Martin's recent post on policy Climate Change is backed up by the publication of a couple of the articles below. Whilst the pieces by serving and former police Tim Hollis (The Times) and Brian Paddick (Mail on Sunday) reveal a singularly stubborn commitment to the war on drugs by completely ignoring the obvious flaws inherent in prohibition, Allan Wall and Silver Donald Cameron present rational positions to suggest that it is the prohibition box itself that is the problem. It is well worth looking at the Hollis and Paddick op-eds to see how supporters of merely tweaking the status quo argue their position by not questioning the overarching regime of criminalisation. It is this unwillingness to think outside of the box that constrains their analysis to effectively rearranging the deck chairs on the Titanic.
- Brian Paddick
"A billion pound fortune buys you many things, it seems, including, as we learned last week, immunity from prosecution for possessing crack, cocaine and heroin."
"First there are tip-offs. These bust big shipments and generate wonderful headlines but barely put a dent in supply. Second are operations against street dealers. They take weeks of police time and, within hours of dealers being taken off the street, others have replaced them.
What has been used, and must be used again, is co-ordinated action to take out entire supply chains from import to street dealer.
I’ve seen it succeed in North London in an operation involving the former National Criminal Intelligence Service (NCIS), the security services, the Met’s Drug Squad and local officers.

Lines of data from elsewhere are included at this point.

PR #4126, opened 2023-08-10
Add missing types AnyIfEmpty, ThemeProps,  ThemedStyledProps, StyledProps, and IntrinsicElementsKeys

takurinton:
refs #4062 #4117 

https://github.com/DefinitelyTyped/DefinitelyTyped/blob/master/types/styled-components/index.d.ts#L37-L43

Add more missing types in addition to #4117.

### DIFF
--- a/packages/styled-components/src/index.ts
+++ b/packages/styled-components/src/index.ts
@@ -12,13 +12,13 @@ export {
   ExecutionProps,
   IStyledComponent,
   IStyledComponentFactory,
-  IStyledStatics,
-  PolymorphicComponent,
+  IStyledStatics, IntrinsicElementsKeys, PolymorphicComponent,
   PolymorphicComponentProps,
   RuleSet,
   Runtime,
   StyledObject,
-  StyledOptions,
-  WebTarget,
+  StyledOptions, StyledProps, ThemeProps,
+  ThemedStyledProps, WebTarget
 } from './types';
 export { styled as default, styled };
+
--- a/packages/styled-components/src/types.ts
+++ b/packages/styled-components/src/types.ts
@@ -285,3 +285,13 @@ export type CSSProp = Interpolation<any>;
 export type NoInfer<T> = [T][T extends any ? 0 : never];
 
 export type Substitute<A extends object, B extends object> = FastOmit<A, keyof B> & B;
+
+type AnyIfEmpty<T extends object> = keyof T extends never ? any : T;
+
+export interface ThemeProps<T> {
+  theme: T;
+}
+
+export type ThemedStyledProps<P, T> = P & ThemeProps<T>;
+export type StyledProps<P> = ThemedStyledProps<P, AnyIfEmpty<DefaultTheme>>;
+export type IntrinsicElementsKeys = keyof JSX.IntrinsicElements;
--- a/packages/styled-components/src/native/index.ts
+++ b/packages/styled-components/src/native/index.ts
@@ -110,12 +110,16 @@ export {
   IStyledComponent,
   IStyledComponentFactory,
   IStyledStatics,
+  IntrinsicElementsKeys,
   NativeTarget,
   PolymorphicComponent,
   PolymorphicComponentProps,
   Runtime,
   StyledObject,
   StyledOptions,
+  StyledProps,
+  ThemeProps,
+  ThemedStyledProps,
 } from '../types';
 export {
   ThemeConsumer,


takurinton:
As @grubersjoe has written, the absence of `ThemedStyledProps` can be sort of resolved with this method.
https://github.com/styled-components/styled-components/issues/4062#issuecomment-1630907333

I think it's also a strategy to write this in the migration guide.   
What do @probablyup think??

packages/styled-components/src/index.ts
```diff
@@ -12,13 +12,13 @@ export {
...
-  IStyledStatics,
-  PolymorphicComponent,
+  IStyledStatics, PolymorphicComponent,
   PolymorphicComponentProps,
   RuleSet,
   Runtime,
   StyledObject,
-  StyledOptions,
-  WebTarget,
+  StyledOptions, StyledProps, ThemeProps,
```
probablyup, line 20: This stacking is kind of weird?

packages/styled-components/src/types.ts
```diff
@@ -285,3 +285,12 @@ export type CSSProp = Interpolation<any>;
 export type NoInfer<T> = [T][T extends any ? 0 : never];
 
 export type Substitute<A extends object, B extends object> = FastOmit<A, keyof B> & B;
+
+type AnyIfEmpty<T extends object> = keyof T extends never ? any : T;
+
+export interface ThemeProps<T> {
```
probablyup, line 291: This could definitely be an alias to something else like `ExecutionContext`

probablyup: But it'd need on top of #4103 so we can have the first generic param to `ExecutionContext` be the Theme

takurinton: Should it be defined as an alias? Or should I add to the migration guide?

takurinton: Is it possible to change the direction of the branch?

takurinton: @probablyup 
#4103 is still WIP, so I felt it wouldn't be too late to merge this PR first. 
Until then, how about exporting the conventional `ThemeProps` once?

What do you think??

bcole808: When I upgraded from v5 to v6, I replaced `ThemeProps<T>` with `ExecutionContext` in my codebase. 

If we do decide to add this to ease upgrading that it should be aliased instead of declaring a new type. For example:

```ts
export interface ThemeProps extends ExecutionContext {}
```

packages/styled-components/src/types.ts
```diff
@@ -285,3 +285,12 @@ export type CSSProp = Interpolation<any>;
...
+  theme: T;
+}
+
+export type ThemedStyledProps<P, T> = P & ThemeProps<T>;
+export type StyledProps<P> = ThemedStyledProps<P, AnyIfEmpty<DefaultTheme>>;
```
bcole808, line 296: When I upgraded from v5 to v6, I was able to replace `ThemedStyledProps<P, T>` with `P & ExecutionContext` in my codebase. 

If we do want to add some aliases for the old v5 types to make upgrading easier, we could map them to the new types like this:

```ts
export type ThemedStyledProps<P> = P & ExecutionContext;
```

packages/styled-components/src/types.ts
takurinton: I've done the same in my codebase, but I'm afraid it won't accept generics.
I think I'll either wait for the ExecutionContext to accept generics in #4103, or temporarily include the code in its current state and include it later in #4103.

packages/styled-components/src/types.ts
takurinton: Sure, that would be fine, but it would lead to inconsistencies in the type arguments of `StyledProps`.


I think it's better to wait for this to be addressed.
https://github.com/styled-components/styled-components/pull/4103/files#diff-adc775db811d749ad367a5fd61454d85f453f549d088fd97ea1575c3eb3290f4R75-R76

With the use of intelligence, undercover officers and street coppering, everyone from importer to street dealer can be identified and prosecuted."
- Tim Hollis
"That’s why I’m in favour of what I call smarter enforcement – involving more intelligence, more research and more dialogue."
Positioning herself somewhere between these two sets of articles is Melanie Reid in the The Times who throws everything but the kitchen sink into the blender and sets it to turbo, without really coming up with a coherent solution, but at least asking some of the right questions:
- Melanie Reid
"At what point do we start to look at legalisation as an exit strategy in a war we cannot win? Is it possible to turn drugs into a health rather than a crime issue? Or should we blame Britain's excess of tolerance for turning it into one of the most drug-blighted countries in Europe? As one leading expert, Neil McKeganey, of Glasgow University, puts it, at what point do we stop regarding illegal drug use as human right, and start seeing drugs as a destructive social cancer?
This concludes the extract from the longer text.